Basics of Good Server Design

Updated: Jan 29

Your key challenge when designing servers for any corporation is the fact that TCO, or total cost of ownership, tends to be a CTO, or similar level responsibility, while your buyer's focus will tend to be on CAPEX.



Getting your customer into a solution that performs properly and gives them the "most bang for their buck" hinges on proper design. Any bottleneck slows everything down. You can buy the highest end processors but if you don’t have enough memory, performance can still bottleneck.


How substantial the server build-out really needs to be is always based on how busy the server is going to be:

  • What is it doing? (how much compute is involved, ie: simple file transfer vs database)

  • How many people are using it?

  • Multiply design requirements times the number of VMs.

Note: Any good design always leaves room for growth. It is safer to design a server with too much performance, than to hamstring it with too little.


Processors:


Intel has Low, Standard, and High Performance families with specific orientations within each group. ie: For databases, cache is king. For older single threaded apps frequency is more important than cores.


Note: Moves within a family gain a few % points of performance, but moves between groups provide much larger performance jumps


Populating memory:


  • Largest dims have price premiums

  • Fill all memory paths on any bank for up to a 30% performance gain

  • Denser is cheaper (and leaves slots for future expansion)


Hard drives:


Spindle count + spindle speed = performance. Hard drives used to always be the bottleneck. That is not so much true with SSDs, but keep in mind that SSD's main advantages are for reads (up to 30 times faster than spinning disks). Also, WI, write intensive, SSDs are several times faster than RI, read intensive, because they write once vs multiple times to every memory space.

With table oriented databases, it is almost always a good idea to add a bootable RAID 1, so your customer can separate boot and log files from the database tables, which can give them up to 30% better database performance.


80/20 rule – Only fill hard drives up to 80% full. Calculate by starting with 120% of the space requirement, then adding parity drives to get to total drives required.


If you need 20TB figure 24TB total (120% of 20TB), then add parity drive/s:

  • RAID 5 – allow 1 drive for parity

  • RAID 6 – allow 2 drives for parity

  • RAID 1 or 10 – allow half the drives for parity (mirrored)

Also, try to cover data growth – 50% is average data growth every two years


Note: When counting on parity to keep your server up and running, keep in mind large NLSAS drives take a loooong time to rebuild.


One of the first things I do, even on a small server, is add a hardware-based RAID card.

  • Keeps hard drive failures from taking a server down

  • Keeps data from corrupting (and data corruption is a definite, although mostly hidden, factor in server downtime)
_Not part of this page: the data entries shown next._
Issue #1817, opened 2026-08-27
[FEA] Publish self-contained Java classifier JARs with a statically linked libcuopt, as cuDF does


ramakrishnap-nv:
## Is your feature request related to a problem? Please describe.

The Java bindings (#1524) have no installation path. Nothing is published — no jar, no `libcuopt_jni.so` — so a user must build the JNI shim from source. That needs `libcuopt`, its headers, a C++20 compiler, CMake, Ninja, Maven and a JDK.

Conda is effectively mandatory, and not by choice: the JNI build needs the *exact* rmm and raft headers `libcuopt` was compiled against, because rmm encodes its version in an inline namespace (`rmm::_RMM_26_10`). A mismatched copy links cleanly and then fails at `dlopen` with an undefined symbol. Those headers only ship as conda packages, so a pip wheel is not sufficient.

Verified end to end in a clean `nvidia/cuda:13.0.3-base-ubuntu24.04` container: miniforge -> conda env -> `build_native.sh` -> `mvn package` -> compile and run a user program. It works, but that is the floor for "hello world".

## Describe the solution you'd like

Adopt the cuDF model: publish **self-contained per-classifier JARs** that bundle a statically linked native library, so a user needs only a Maven dependency and a driver.

cuDF did this in [rapidsai/cudf#23261](https://github.com/rapidsai/cudf/pull/23261) (merged 2026-07-21):

> Link against a static libcudf built from source per CUDA version rather than a conda shared libcudf.

It builds with `-DBUILD_SHARED_LIBS=OFF` and splits the work into three composable stages — static native build, per-classifier JAR packaging, Maven-repo gather.

The result is genuinely self-contained. `libcudf.so` inside the published jar has these `DT_NEEDED` entries and nothing else:

```
librt, libz, libdl, libpthread, libstdc++, libm, libgcc_s, libc, ld-linux
```

No `libcudart`, no `librmm`, no conda. Published classifiers on Maven Central for `ai.rapids:cudf:26.08.1`:

```
cudf-26.08.1-cuda12.jar          707.9 MB
cudf-26.08.1-cuda12-arm64.jar    702.6 MB
cudf-26.08.1-cuda13.jar          321.5 MB
cudf-26.08.1-cuda13-arm64.jar    317.5 MB
```

[...]

PR #1818, opened 2026-08-27
Explore self-contained Java classifier JARs with a statically linked libcuopt

ramakrishnap-nv:
## Description

Draft, opening the work for #1817. It now produces a **working self-contained classifier JAR**: a solve runs from the JAR alone, with no `libcuopt`, no conda environment and no `-Dcuopt.native.dir`. CI now builds and tests all four classifiers (CUDA 12/13 × amd64/arm64) end to end.

```
=== jar + CUDA math libs only ===
status    = OPTIMAL
objective = 5.0
take_0    = 1.0
```

## Result

Real multi-arch CI build, all classifiers, with routing and gRPC excluded:

| classifier | size |
|---|---|
| `cuopt-26.10.0-cuda12.jar` (amd64) | 944 MB |
| `cuopt-26.10.0-cuda12-arm64.jar` | 942 MB |
| `cuopt-26.10.0-cuda13.jar` (amd64) | 609 MB |
| `cuopt-26.10.0-cuda13-arm64.jar` | 658 MB |

CUDA 12 classifiers carry a larger fatbin and a larger `libnccl.so.2`/`libcudss.so.0`, so they land close to Sonatype's [1 GB per-bundle limit](https://central.sonatype.org/publish/publish-portal-upload/) on their own. Bundling more than one classifier together is not viable at this size; see open question 2.

Packaged libraries beside `libcuopt_jni.so` (amd64/cuda12, representative): `libnccl.so.2` (672 MB), `libcudss.so.0` (103 MB), `libstdc++.so.6` (22 MB), `libgomp.so.1`/`librmm.so` (~1 MB each), `libcudss_mtlayer_gomp.so.0`/`libgcc_s.so.1`/`libtbb.so.12`/`librapids_logger.so` (<1 MB each).

## What static linking actually removed, and what it did not

`-DBUILD_SHARED_LIBS=OFF` does not work here: `cuopt` is declared `add_library(cuopt SHARED ...)`, so the flag is ignored. `cuopt_static` already existed but only inside `if (BUILD_TESTS)`; it is now gated on `BUILD_TESTS OR CUOPT_BUILD_STATIC_LIB`.

Linking that archive removed the dependency on `libcuopt.so`, but not on libraries cuOpt itself needs that conda ships only as shared objects, or that are `dlopen()`'d/ABI-sensitive at runtime rather than link-time. Each appeared as a separate failure, one per rebuild or CI environment:

1. `_ZTIN3rmm10_RMM_26_109bad_allocE` — rmm's exception typeinfo
2. `tbb::detail::r1::throw_exception` — TBB, via KaMinPar
3. `ncclGroupStart` — NCCL
4. `cudssDestroy` — cuDSS
5. cuDSS's OpenMP threading backend (`libcudss_mtlayer_gomp.so.0`), `dlopen()`'d by `cudssSetThreadingLayer` rather than linked
6. `libgomp.so.1`, `libstdc++.so.6`, `libgcc_s.so.1` — the build host's GCC runtime, whose symbol versions can be newer than a consumer's own (observed on Rocky Linux 8)

All are linked/packaged beside the JNI library, resolved through its `$ORIGIN` RPATH.

## NCCL

NCCL cannot be reached from Java: `pdhg.hpp` holds `multi_gpu_engine_t*` as a forward-declared pointer defaulting to `nullptr`, and the whole surface is 14 symbols across 5 files under `cpp/src/pdlp/distributed_pdlp/`.

Findings from investigating whether it could be linked statically instead:

- **conda's `nccl` ships no static archive** — only `libnccl.so{,.2,.2.30.7}`, `libnccl_device.bc` and a pkgconfig file. `libnccl_static.a` exists only in apt's `libnccl-dev`, which would mean sourcing one dependency from apt while the rest comes from conda.
- **static is not smaller anyway**: in `nvidia/cuda:13.0.3-devel`, `libnccl_static.a` is 190 MB against 181 MB for the shared library. NCCL's bulk is per-architecture device code, which comes along either way.
- **NCCL is not part of the CUDA toolkit.** `nvidia/cuda:13.0.3-base` has none; the devel image gets it from the `libnccl2` apt package at `/lib/x86_64-linux-gnu`, not `/usr/local/cuda/lib64`. So it cannot be treated as consumer-supplied the way cuBLAS can.
- It is a hard dependency in `dependencies.yaml` for both paths — `nccl >=2.19` under `build_cpp`, `nvidia-nccl-cu1{2,3}>=2.19` under `cuda_wheels`. There is no build in which cuOpt does without it.

So it is bundled as a shared library for now. The size win is not in *how* it is linked but in **not needing it**: a switch to compile out distributed PDLP, or loading NCCL lazily through `dlopen`, would cut roughly a third off every classifier's size. `cpp/CMakeLists.txt` has no such switch today, unlike `SKIP_ROUTING_BUILD` and `SKIP_GRPC_BUILD`.

## CI

`java-static-build` runs `ci/build_java_static.sh` (static libcuopt, static link, package, verify) across a CUDA 12/13 × amd64/arm64 matrix; `java-static-test` then runs the full suite against each packaged classifier JAR on a GPU, with nothing but a JDK and Maven installed and no `libcuopt` present. Both are wired into `build.yaml`/`pr.yaml`, gated on the same file groups as `java-build`, and part of the `pr-builder` aggregator.

`verify_jar_dependencies.sh` is the check worth having: it reads `DT_NEEDED` for every packaged library and allows only what is inside the JAR, provided by the CUDA toolkit, or part of the base system — resolving against a library directory instead would make any JAR look self-contained just because the build environment happens to have everything installed.

```
ERROR: the JAR is not self-contained. Unsatisfied dependencies:
  libcuopt_jni.so needs libnccl.so.2
```

It also fails if `libcuopt.so` reappears in `DT_NEEDED` (the static link silently falling back to shared), or if `readelf` can't read anything at all.

Maven Central rate-limits NVIDIA's shared CI IP range org-wide ([build-infra#370](https://github.com/rapidsai/build-infra/issues/370)); this now prefers the GCS mirror of Central, the same fix [kvikio#992](https://github.com/rapidsai/kvikio/pull/992) applied.

## Not regressed

The shared `libcuopt` path is untouched. `CUOPT_STATIC_BUILD_DIR` and `CUOPT_BUILD_STATIC_LIB` are both empty/off by default, `-Dcuopt.native.dir` is still the loader's first strategy, and the existing (unclassified-JAR) `java-build` suite passes unchanged in CI.

## Open questions

1. Should distributed PDLP be compilable out, or NCCL loaded lazily? Biggest size win, and it fixes `libcuopt` failing to load on a plain CUDA runtime image.
2. Do classifier JARs upload to Maven Central separately, or as one bundle? At ~940 MB, even two CUDA-12 classifiers together exceed the 1 GB limit — tracked on [build-infra#379](https://github.com/rapidsai/build-infra/issues/379).

## Checklist

- Testing
   - [x] Self-contained JAR built, verified, and run -- all 4 classifiers, in CI
   - [x] `verify_jar_dependencies.sh` tested against a deliberately broken JAR
   - [x] Multi-arch (amd64/arm64) measured and passing in CI
- Documentation
   - [ ] Deferred until the approach is confirmed


ramakrishnap-nv:
@coderabbitai review

ramakrishnap-nv:
Addressed in 651e791f:
- Maven tarball download now verified against Apache's published SHA-512 before extraction.
- `console_log_callback.cpp`: mutex moved to function-local static storage.
- `verify_jar_dependencies.sh`: now fails if `readelf` is missing or yields zero DT_NEEDED entries, instead of silently passing.
- `assemble_maven_repo.sh`: version-probe JAR lookup now excludes sources/javadoc JARs, matching the classifier lookup below it.
- `NativeLibraryLoader.java`: extraction directory is now checked for symlinks/ownership and created with owner-only permissions; cached native libraries are now verified by SHA-256 digest instead of size alone.

Not addressed: pinning the three `rapidsai/shared-workflows@main` references in build.yaml to commit SHAs. All 17 other references to those same reusable workflows in this file already use `@main`, which matches the convention every other RAPIDS repo (cuDF, cuVS, kvikio) uses for these same workflows. Pinning only the 3 new lines would be inconsistent without meaningfully improving security, since the other 17 remain floating.

ci/test_java_static.sh
```diff
@@ -0,0 +1,107 @@
...
+# installing libcuopt itself would defeat the test, since the JAR is supposed to carry its own
+# copy of everything else it needs. See #1817 and the java-static-classifiers PR discussion for
+# why this moved off a fresh `conda create`: that env-solve was slow and consistently synced up
+# concurrent matrix jobs' cold Maven Central resolution, which is what triggered repeated 429s.
+rapids-logger "Installing a JDK (dnf's own maven package is too old; see MAVEN_VERSION below)"
+MAVEN_VERSION="3.9.9"
+dnf install -y java-11-openjdk-devel
+export JAVA_HOME=/usr/lib/jvm/java-11-openjdk
+MAVEN_HOME="$(mktemp -d)"
+curl -fsSL "https://archive.apache.org/dist/maven/maven-3/${MAVEN_VERSION}/binaries/apache-maven-${MAVEN_VERSION}-bin.tar.gz" \
```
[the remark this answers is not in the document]
ramakrishnap-nv: Fixed in 651e791f: the tarball is now downloaded to a file and verified against Apache's published SHA-512 before extraction, failing closed if it doesn't match.

cpp/src/math_optimization/console_log_callback.cpp
```diff
@@ -0,0 +1,31 @@
...
+/* clang-format on */
+
+#include <utilities/logger.hpp>
+
+#include <mutex>
+
+namespace cuopt {
+
+namespace {
+std::mutex g_console_callback_mutex;
```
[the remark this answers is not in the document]
ramakrishnap-nv: Fixed in 651e791f: moved the mutex into a function-local static accessor (console_callback_mutex()) instead of a namespace-scope global, matching the exact suggested diff.

java/cuopt/ci/verify_jar_dependencies.sh
```diff
@@ -0,0 +1,126 @@
...
+    for allowed in "${allowed_external[@]}"; do
+      if [[ "${stem}" == "${allowed}" ]]; then
+        permitted=true
+        break
+      fi
+    done
+    if [[ "${permitted}" == false ]]; then
+      unsatisfied+=("$(basename "${lib}") needs ${needed}")
+    fi
+  done < <(readelf -d "${lib}" 2>/dev/null | sed -n 's/.*NEEDED.*\[\(.*\)\]/\1/p')
```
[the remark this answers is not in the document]
ramakrishnap-nv: Fixed in 651e791f: exits with an error if readelf is missing, and separately requires at least one DT_NEEDED entry to have been read across all packaged libraries before treating the run as a pass.

java/cuopt/src/main/java/com/nvidia/cuopt/mathematicaloptimization/NativeLibraryLoader.java
```diff
@@ -0,0 +1,148 @@
...
+      Path directory =
+          Path.of(
+              System.getProperty("java.io.tmpdir"),
+              "cuopt-native-" + System.getProperty("user.name", "shared"));
+      Files.createDirectories(directory);
+
+      for (String companion : COMPANION_LIBRARIES) {
+        extractResource(resourcePath(osArch, companion), directory, companion);
+      }
+      return extractResource(resource, directory, fileName);
```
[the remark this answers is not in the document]
ramakrishnap-nv: Fixed in 651e791f: extraction now goes through privateExtractionDirectory(), which refuses to reuse the directory if it's a symlink or owned by a different user, and creates it with owner-only (rwx------) permissions. extractResource() now compares SHA-256 digests instead of file size before deciding to reuse a cached copy.

.github/workflows/build.yaml
```diff
@@ -64,6 +64,104 @@ jobs:
       date: ${{ inputs.date }}
       sha: ${{ inputs.sha }}
       script: ci/build_cpp.sh
+  java-static-build-matrix:
+    permissions:
+      contents: read
+    uses: rapidsai/shared-workflows/.github/workflows/compute-matrix.yaml@main
```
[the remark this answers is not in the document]
ramakrishnap-nv: Not addressed: all 17 other references to rapidsai/shared-workflows reusable workflows in this file already use @main, matching the convention every other RAPIDS repo (cuDF, cuVS, kvikio) uses for these same workflows. Pinning only these 3 new lines to a SHA would be inconsistent with the rest of the file without meaningfully improving security, since the other 17 would remain floating.

java/cuopt/src/main/java/com/nvidia/cuopt/mathematicaloptimization/NativeLibraryLoader.java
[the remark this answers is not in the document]
ramakrishnap-nv: Follow-up in b7497f1a: simplified extractResource back to a size comparison. The digest check meant hashing the full (hundreds-of-MB) resource and any cached copy on every JVM startup, which defeated much of the point of caching. privateExtractionDirectory() already closes the actual attack this guarded against -- a same-size file planted by another local user -- by refusing to reuse the directory unless it's private to the current OS user, so a size check is sufficient on top of that.

tmckayus (approved):
conceptually it makes sense to me, but I don't pretend to be a Java build expert

ramakrishnap-nv:
@coderabbitai review

.github/workflows/build.yaml
```diff
@@ -64,6 +64,104 @@ jobs:
...
+      sha: ${{ inputs.sha }}
+      node_type: "cpu16"
+      arch: ${{ matrix.ARCH }}
+      # Must be CUDA-version-pinned, not the bare "26.10-latest" tag: custom-job.yaml has no
+      # per-matrix env passthrough, so an untagged image would leave RAPIDS_CUDA_VERSION at
+      # that image's single baked-in default for every matrix entry.
+      # ci/build_java_static.sh reads it to pick the conda CUDA toolkit, so every "cuN" classifier
+      # JAR would actually be built against the same CUDA version and just mislabeled. Matches
+      # the pattern conda-cpp-build.yaml itself uses for this image family.
+      container_image: "rapidsai/ci-conda:26.10-cuda${{ matrix.CUDA_VER }}-${{ matrix.LINUX_VER }}-py${{ matrix.PY_VER }}"
```
paul-aiyedun: I think we should be using the wheel/Rocky 8 image here in order to avoid issues like this: https://github.com/NVIDIA/cudf/issues/23753

.github/workflows/pr.yaml
```diff
@@ -477,6 +486,112 @@ jobs:
...
+      build_type: pull-request
+      node_type: "cpu16"
+      arch: ${{ matrix.ARCH }}
+      # Must be CUDA-version-pinned, not the bare "26.10-latest" tag: custom-job.yaml has no
+      # per-matrix env passthrough, so an untagged image would leave RAPIDS_CUDA_VERSION at
+      # that image's single baked-in default for every matrix entry.
+      # ci/build_java_static.sh reads it to pick the conda CUDA toolkit, so every "cuN" classifier
+      # JAR would actually be built against the same CUDA version and just mislabeled. Matches
+      # the pattern conda-cpp-build.yaml itself uses for this image family.
+      container_image: "rapidsai/ci-conda:26.10-cuda${{ matrix.CUDA_VER }}-${{ matrix.LINUX_VER }}-py${{ matrix.PY_VER }}"
```
paul-aiyedun: Same comment about using the wheel/Rocky 8 image here.

.github/workflows/build.yaml
```diff
@@ -64,6 +64,104 @@ jobs:
...
+      script: "ci/build_java_static.sh"
+      artifact-name: "cuopt_java_${{ matrix.ARCH }}_cu${{ matrix.CUDA_MAJOR }}"
+      file_to_upload: "java/cuopt/classifier-jars/"
+
+  # Runs the full Java suite against each classifier JAR on a GPU, with no libcuopt installed,
+  # so a JAR that loads but computes wrong answers fails here rather than at a user.
+  java-static-test:
```
paul-aiyedun: I believe the general pattern is to have the (nightly) test job be defined in the test.yaml file.

java/cuopt/ci/build_cuopt_java_jar.sh
```diff
@@ -0,0 +1,139 @@
...
+
+STAGING="$(mktemp -d)"
+trap 'rm -rf "${STAGING}"' EXIT
+mkdir -p "${STAGING}/${RESOURCE_DIR}"
+cp "${NATIVE_LIB}" "${STAGING}/${RESOURCE_DIR}/libcuopt_jni.so"
+
+echo "Packaging classifier ${CLASSIFIER}"
+echo "  native library -> ${RESOURCE_DIR}/libcuopt_jni.so"
+
+# rmm and rapids_logger define the exception types cuOpt throws and have no static build, so
```
paul-aiyedun: Did you consider building these dependencies as static libraries, similar to what cudf does (for example, https://github.com/NVIDIA/cudf/blob/450b24a03e43de384b5417d09837f3c8bf6bb2b8/cpp/CMakeLists.txt#L355-L362)? What is the size impact of including these libraries?

java/cuopt/src/test/java/com/nvidia/cuopt/mathematicaloptimization/PackagedJarOriginCheck.java
```diff
@@ -0,0 +1,51 @@
...
+
+/**
+ * Confirms the suite is exercising a packaged classifier JAR rather than classes built from
+ * source.
+ *
+ * <p>Excluded by default and run only under {@code -Ppackaged-jar-tests}. Without it a stray
+ * {@code target/classes} on the classpath would shadow the JAR and the run would pass while
+ * testing the wrong thing entirely — which is the failure this whole job exists to rule out.
+ */
+final class PackagedJarOriginCheck {
```
paul-aiyedun, line 24: This does not appear to be doing an origin check in the same way cudf-java does i.e. it is not asserting that this class is coming from the specified JAR (see https://github.com/NVIDIA/cudf/blob/450b24a03e43de384b5417d09837f3c8bf6bb2b8/java/src/test/java/ai/rapids/cudf/PackagedJarOriginCheck.java#L41).

ci/test_java_static.sh
```diff
@@ -0,0 +1,115 @@
...
+MAVEN_TARBALL_URL="https://archive.apache.org/dist/maven/maven-3/${MAVEN_VERSION}/binaries/apache-maven-${MAVEN_VERSION}-bin.tar.gz"
+curl -fsSL "${MAVEN_TARBALL_URL}" -o "${MAVEN_TARBALL}"
+# archive.apache.org is plain HTTPS-authenticated hosting, not a signed package index, so verify
+# the download against Apache's published SHA-512 rather than trusting transport security alone.
+echo "$(curl -fsSL "${MAVEN_TARBALL_URL}.sha512")  ${MAVEN_TARBALL}" | sha512sum --check --status
+tar xz -C "${MAVEN_HOME}" --strip-components=1 -f "${MAVEN_TARBALL}"
+rm -f "${MAVEN_TARBALL}"
+export PATH="${MAVEN_HOME}/bin:${JAVA_HOME}/bin:${PATH}"
+
+if command -v ldconfig >/dev/null 2>&1 && ldconfig -p | grep -q libcuopt.so; then
```
paul-aiyedun, line 70: Do users have to do the additional `LD_LIBRARY_PATH` setup themselves or should things just work when using one of the CUDA runtime images?

java/cuopt/src/main/java/com/nvidia/cuopt/mathematicaloptimization/NativeLibraryLoader.java
```diff
@@ -0,0 +1,196 @@
...
+      return;
+    }
+
+    Path embedded = extractEmbeddedLibraries();
+    if (embedded != null) {
+      System.load(embedded.toString());
+      return;
+    }
+
+    System.loadLibrary(LIBRARY_NAME);
```
paul-aiyedun, line 92: What is the difference between this path and the `extractEmbeddedLibraries()` path i.e. what use case would result in execution of this line?

paul-aiyedun (changes requested):
The overall approach makes sense to me. However, I had questions about some of the implementation details. Also, I don't think we are using the correct image for the build.

java/cuopt/src/main/java/com/nvidia/cuopt/mathematicaloptimization/NativeLibraryLoader.java
ramakrishnap-nv: cuopt.native.dir (this line) is for building/testing against a source build: `./build.sh java` or the standalone `scripts/build_native.sh`/`scripts/test.sh` path produces libcuopt_jni.so dynamically linked against a separately-installed libcuopt.so, and this property points the loader straight at that directory -- no extraction needed, since the .so is already sitting on disk where the build put it.

extractEmbeddedLibraries() is the packaged-classifier-JAR path: no external native dir exists to point at, since the whole point is that the JAR carries its own statically-linked copy. It copies the JAR's embedded resources out to a private temp directory and loads from there instead.

They're mutually exclusive in practice: a real consumer of a classifier JAR would never set cuopt.native.dir, and a source build never has anything embedded in its plain (unclassified) JAR for extractEmbeddedLibraries() to find (see resourcePath's caller returning null in that case). PackagedJarOriginCheck.noNativeDirectoryOverrideIsInEffect() asserts the packaged-JAR test suite specifically isn't accidentally exercising the cuopt.native.dir path.

paul-aiyedun: The two paths you mentioned make sense to me. My question was about what looked like a third path i.e. the `System.loadLibrary(LIBRARY_NAME)` line that is executed when both paths are skipped.

ramakrishnap-nv: Right, that third path is real, not dead code — it fires whenever this JAR is *not* a self-contained classifier build. Two cases:

1. A non-classifier artifact: something resolved the plain `cuopt-<version>.jar` (no native resources baked in) rather than one of the `cuda12`/`cuda13`/`cuda12-arm64`/`cuda13-arm64` classifiers — e.g. a dependency declared without a classifier, or a locally-built jar via `mvn package` without the packaging profile that embeds the native libraries.
2. An unsupported `os.arch`: `resourcePath()` throws for anything other than `amd64`/`x86_64`/`aarch64`/`arm64`, so `extractEmbeddedLibraries()` returns `null` and `load()` falls through, even on a classifier jar for the *other* architecture.

In both cases the consumer has to have put `libcuopt_jni.so` (and everything it needs) on `java.library.path`/`LD_LIBRARY_PATH` themselves — it's an escape hatch for that unusual case, not part of the normal classifier-jar flow. The class-level javadoc already documents this as the three-step order (`-Dcuopt.native.dir` → embedded copy → `System.loadLibrary`); happy to make that comment more explicit about when each one actually fires if that would help.

.github/workflows/build.yaml
```diff
@@ -64,6 +64,86 @@ jobs:
...
+      # gcc_linux-64 conda package -- the same fix cuDF applied in rapidsai/cudf#23766 after
+      # hitting this in production (rapidsai/cudf#23753). See setup_java_static_env.sh.
+      #
+      # Must be CUDA-version-pinned, not the bare "26.10-latest" tag: custom-job.yaml has no
+      # per-matrix env passthrough, so an untagged image would leave RAPIDS_CUDA_VERSION at
+      # that image's single baked-in default for every matrix entry.
+      # ci/build_java_static.sh reads it to pick the CUDA toolkit, so every "cuN" classifier
+      # JAR would actually be built against the same CUDA version and just mislabeled. Matches
+      # the pattern java-static-test (test.yaml) already uses for this image family.
+      container_image: "rapidsai/ci-wheel:26.10-cuda${{ matrix.CUDA_VER }}-${{ matrix.LINUX_VER }}-py${{ matrix.PY_VER }}"
```
ramakrishnap-nv: Done — switched to `rapidsai/ci-wheel` (Rocky 8) here, matching cuDF's own fix for this exact issue (rapidsai/cudf#23766). See the comment just above this line for the full reasoning, and setup_java_static_env.sh for how every C++ build dependency (Boost/TBB/cuDSS via dnf, rmm/rapids_logger via prebuilt wheels, Maven) is sourced without conda in this environment.

.github/workflows/pr.yaml
```diff
@@ -477,19 +486,129 @@ jobs:
...
+      # gcc_linux-64 conda package -- the same fix cuDF applied in rapidsai/cudf#23766 after
+      # hitting this in production (rapidsai/cudf#23753). See setup_java_static_env.sh.
+      #
+      # Must be CUDA-version-pinned, not the bare "26.10-latest" tag: custom-job.yaml has no
+      # per-matrix env passthrough, so an untagged image would leave RAPIDS_CUDA_VERSION at
+      # that image's single baked-in default for every matrix entry.
+      # ci/build_java_static.sh reads it to pick the CUDA toolkit, so every "cuN" classifier
+      # JAR would actually be built against the same CUDA version and just mislabeled. Matches
+      # the pattern java-static-test (test.yaml) already uses for this image family.
+      container_image: "rapidsai/ci-wheel:26.10-cuda${{ matrix.CUDA_VER }}-${{ matrix.LINUX_VER }}-py${{ matrix.PY_VER }}"
```
ramakrishnap-nv: Done — same switch to `rapidsai/ci-wheel` here as build.yaml/test.yaml.

ramakrishnap-nv (commented):
Batching replies to the last few open comments in one review to avoid a separate notification for each.

.github/workflows/test.yaml
```diff
@@ -92,6 +92,48 @@ jobs:
...
+      matrix_name: conda-cpp-build
+      matrix_filter: 'map(. + {CUDA_MAJOR: (.CUDA_VER | split(".") | .[0])}) | unique_by([.ARCH, .CUDA_MAJOR])'
+
+  # Runs the full Java suite against each classifier JAR build.yaml's java-static-build produced,
+  # on a GPU, with no libcuopt installed, so a JAR that loads but computes wrong answers fails
+  # here rather than at a user. Downloads those classifier JARs by artifact name (rapids-download-
+  # from-github, inside ci/test_java_static.sh) rather than through 'needs', since build.yaml
+  # dispatches this as a separate workflow run only after java-static-build has already uploaded
+  # them.
+  java-static-test:
```
ramakrishnap-nv: Done — java-static-test now lives in test.yaml, dispatched from build.yaml's `tests` job the same way the other nightly test jobs are, with its own matrix recomputed here since a separate workflow run can't read build.yaml's job outputs directly.

java/cuopt/ci/build_cuopt_java_jar.sh
```diff
@@ -0,0 +1,189 @@
...
+
+STAGING="$(mktemp -d)"
+trap 'rm -rf "${STAGING}"' EXIT
+mkdir -p "${STAGING}/${RESOURCE_DIR}"
+cp "${NATIVE_LIB}" "${STAGING}/${RESOURCE_DIR}/libcuopt_jni.so"
+
+echo "Packaging classifier ${CLASSIFIER}"
+echo "  native library -> ${RESOURCE_DIR}/libcuopt_jni.so"
+
+# The companion set is read off the linked library's own DT_NEEDED entries rather than
```
ramakrishnap-nv: We did consider it, but TBB, NCCL and cuDSS aren't CPM-fetched-from-source the way cuDF's rapids_logger is in that link — they're prebuilt shared libraries from conda/dnf/NVIDIA's own distribution, and none of the three ships (or is safely linkable as) a static archive we could embed instead: NCCL has no static build at all in this environment, and while cuDSS does ship a static variant, CMakeLists.txt keeps it dynamic deliberately because linking both the static and shared copies in the same process risks two divergent copies of its symbol surface (see the comment on CUOPT_CUDSS_LIBRARY). So this mirrors cuDF's own approach for libraries in the same situation, not a static-deps toggle applied uniformly.

On size: from a recent build, the packaged libraries are libcuopt_jni.so 382 MB, libnccl.so.2 285 MB, libcudss.so.0 66 MB, librmm.so/libstdc++.so.6 ~1 MB each, everything else <1 MB — total classifier JAR 578 MB, under Maven Central's 1 GB bundle cap. NCCL dominates; it's only linked because PDLP's distributed solve path references it unconditionally (cpp/CMakeLists.txt has no switch to compile that out for the Java-scoped build).

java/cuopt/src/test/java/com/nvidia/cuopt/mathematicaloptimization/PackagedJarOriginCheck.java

  • Essentially RAID doubles the speed of data flows

Note: Some operating systems handle all the RAID work and just want you to “get that hardware RAID card out of the way”. HBAs are your proper answer there.


Always make mechanical parts redundant, because those are the moving parts are the cause of 90% of physical server breakdowns:

  • 60% are from hard drives (if spinning disks)

  • 20% are from power supplies

  • 10% are from fans

  • 10% are from everything else

Note: VMs multiply risk, so any server running VMs should always be completely redundant.


Miscellaneous, but very important for more highly engineered servers, like the ones Dell manufactures:

  • Dell servers have three brains that must stay synced to keep their servers running smoothly; BIOS, iDrac and Lifecycle Controller.

  • Four out of five support issues (in large environments) can be traced back to firmware updates not being properly applied.

  • Dell server updates can be automated with OME, Open Manage Essentials. It is one of Dell’s hidden gems (and it is free!).

  • For Dell servers, basic support funnels you into a separate 9 to 5 queue manned by script readers. Time lost in basic troubleshooting can degrade customer experience and increase TCO and in any kind of mission critical environment, it creates unnecessary risks for downtime.

Note: In large companies, coordinating and standardizing or templating purchases (vs letting each department handle their own needs) is just one of the difference makers that can produce significant savings in the long run.